DelCostello v. International Brotherhood of Teamsters

RESPONDENT: International Brotherhood of Teamsters
LOCATION: Residence of Senator Ernie Chambers

DOCKET NO.: 81-2386
DECIDED BY: Burger Court (1981-1986)
LOWER COURT: United States Court of Appeals for the Fourth Circuit

CITATION: 462 US 151 (1983)
ARGUED: Apr 25, 1983
DECIDED: Jun 08, 1983

Bernard S. Goldfarb - on behalf of the Respondents in No. 81-2386
Isaac N. Groner - on behalf of the Respondents in No. 81-2408 (appointed by this court)
Robert M. Weinberg - on behalf of the Petitioners in No. 81-2408
William H. Zinman - on behalf of the Petitioner in No. 81-2386

Facts of the case


Media for DelCostello v. International Brotherhood of Teamsters

Audio Transcription for Oral Argument - April 25, 1983 in DelCostello v. International Brotherhood of Teamsters

Warren E. Burger:

We'll hear arguments next in Costello against the International Teamsters and the consolidated case.

Mr. Zinman, I think you may proceed when you are ready.

William H. Zinman:

Mr. Chief Justice, and may it please the Court.

The issue in this case is should this Court apply the Maryland arbitral statute of 30 days or the six-month statute of limitations contained in 10(b) of the National Labor Relations Act or a longer statute of limitations to this hybrid action.

If, on the other hand, this Court applies the Maryland arbitral statute to this hybrid action, the next issue would be whether or not it should be applied prospectively or retrospectively in this case.

The facts in this case are as follows: Philip Del Costello, the Petitioner in this case, was employed by Anchor Motor Freight, the Respondent, as an over-the-road truck driver at the time of his termination on June 27, 1977.

At that time he was also a dissident member of PROD, a national Teamsters organization and was engaged in a campaign of truck safety several months proceeding his termination.

On that date he was assigned to drive a truck from Baltimore to Canada and during the course of his inspections he found a number of safety defects with respect to the truck.

When the company insisted that he drive the truck he refused, and he was terminated on the spot.

Consistent with the company union contract, he initiated a grievance at that time which was not resolved amicably.

As a result, the grievance took the form of a hearing before a committee consisting of an equal number of employer and union representatives.

I believe this was in July of 1977.

At that time he was represented by his business agent who is his exclusive representative.

He did not have the right to an attorney.

The business agent conducted no investigation into the facts which preceded the termination, nor did the business agent introduce any evidence and particularly it failed to introduce the mechanic who supported Mr. Del Costello's position that the truck was unsafe.

The only evidence that was introduced was through a company supervisor at that time who Mr. Del Costello claimed was not even there.

This was contrary to the conference rules and if that evidence was excluded, of course, the company would not have met its burden of proof.

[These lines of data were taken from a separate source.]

PR #618, opened 2022-07-08
Create parallel data structure for types to fasten up lookups later.

sqeezy:
When profiling application build times I noticed that a lot of my performance went into a List.Contains call.
This seems like a problem that's easily solved. I'm well aware that I might have missed some detail here, but this kind of change would bring a lot of performance to applications registering a lot of components.

This is just a rough draft, but I would be very much interested in your input and explanations.

Thank you!

### DIFF
--- a/src/Castle.Windsor/Core/ComponentModel.cs
+++ b/src/Castle.Windsor/Core/ComponentModel.cs
@@ -40,6 +40,7 @@ namespace Castle.Core
 
 		[DebuggerBrowsable(DebuggerBrowsableState.Never)]
 		private readonly List<Type> services = new List<Type>(4);
+		private HashSet<Type> servicesFast = new HashSet<Type>();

Mr. Del Costello related to his business agent that this man was not even there.

The business agent failed to object.

As a result of this hearing, the committee upheld the discharge.

Subsequent to that the business agent engaged in a course of conduct which reasonably led Mr. Del Costello to believe that he had yet to exhaust his contract remedies and that the decision was not final until December of 1977.

Several months thereafter, I believe it was in March of 1978, Mr. Del Costello initiated suit in the federal district court for the district of Maryland.

Several months thereafter both Respondents answered the suit.

However, Local 557 never even raised the issue of limitations in its answer.

While Anchor Motor Freight did raise the question of limitations it did not specify which limitation period it had mind.

This was understandable at that time because the Maryland arbitral statute by its own terms is expressly inapplicable to labor disputes.

In any event, for the next 32 months during which time the parties engaged in rather extensive discovery, not one time did Anchor Motor Freight or Local 557 ever raise the question of limitations until they filed their motion for summary judgment in November of 1980, one month after this Court granted certiorari in Mitchell.

We contend that if this Court applies the arbitral limitation statute of 30 days for all intents and purposes the hybrid cause of action is destroyed.

I say that because most of these arbitration statutes were initially passed by the state legislatures to apply to commercial disputes and in commercial disputes from the arbitrator to the courts the parties are usually represented by the same counsel.

And it is a matter of smoothly shifting gears from the arbitrator to the court in terms of the filing of appeal which in that instance only takes hours to possibly one day.